A l'ère du matraquage informatif et des images prostituées il serait bon voire salutaire de revenir au Cinéma de James Benning : un Cinéma équivalant à un Art brut et sans concessions, faisant littéralement table rase de toute forme de manipulation, qu'elle relève de l'émotion ou du visible.
Dans 11 x 14 tout le Cinéma de Benning est déjà là : tournée dans le courant des années 70 cette oeuvre éparse propose rien de moins qu'une promenade pour les yeux et pour l'esprit, le cinéaste effectuant un travail d'épure particulièrement exigeant. Aucune trame scénaristique ne vient phagocyter l'essentiel : chez James Benning c'est le changement de plan qui constitue l'évènement, chaque image existant pour elle-même et pour l'ensemble du métrage. Le réalisateur pose sa caméra moins pour capter que pour absorber, maturant ses plans au point d'en révéler leur texture remarquable : lignes de force, points de fuite, profondeur de champ... 11 x 14 fait figure de film purement pictural, de film dont le titre énigmatique multiplie les possibilités programmatiques. Que l'on s'y perde ou que l'on y suive une trajectoire scrupuleuse ce film promet des perspectives quasiment inespérées, invitant aussi bien à la contemplation et au vagabondage qu'à l'interprétation ou à la gymnastique du regard...

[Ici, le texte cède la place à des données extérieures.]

PR #4897, opened 2024-05-23
feat: Usdc token support for Solana CCM transaction

syan095:
# Pull Request

Closes: PRO-1390

## Checklist

## Summary

Added Usdc Token support for CCM messages in the Solana instruction builder and Solana API


syan095:
Something to note here: 
Because of the current ExecutexSwapAndCall trait, we only craft 1 ccm transaction at a time.
This means we will perform a set of Environment lookups for each CCM tx we craft. 

One way to optimize, if we so choose is to create ccms in batch. But this may not be something that we care about - because ccm are by nature more expensive, so we may want to leave it this way.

Il y est question - comme toujours chez James Benning - de temporalité subie et d'espaces-temps segmentés, bien que cette oeuvre de jeunesse laisse davantage de place au composite qu'à la régularité métronomique de films plus récents. On peut par ailleurs y deviner les fantômes de Kerouac et du mouvement Beat, dans la mesure où l'auteur reprend bon nombre de codes du road-movie ( iconographie publicitaire autoroutière, marginalité, chemins de traverse...) tout en exécutant un parcours proche de celui du topographe. Un grand film, visuellement fascinant, qui se réinvente d'une image à l'autre.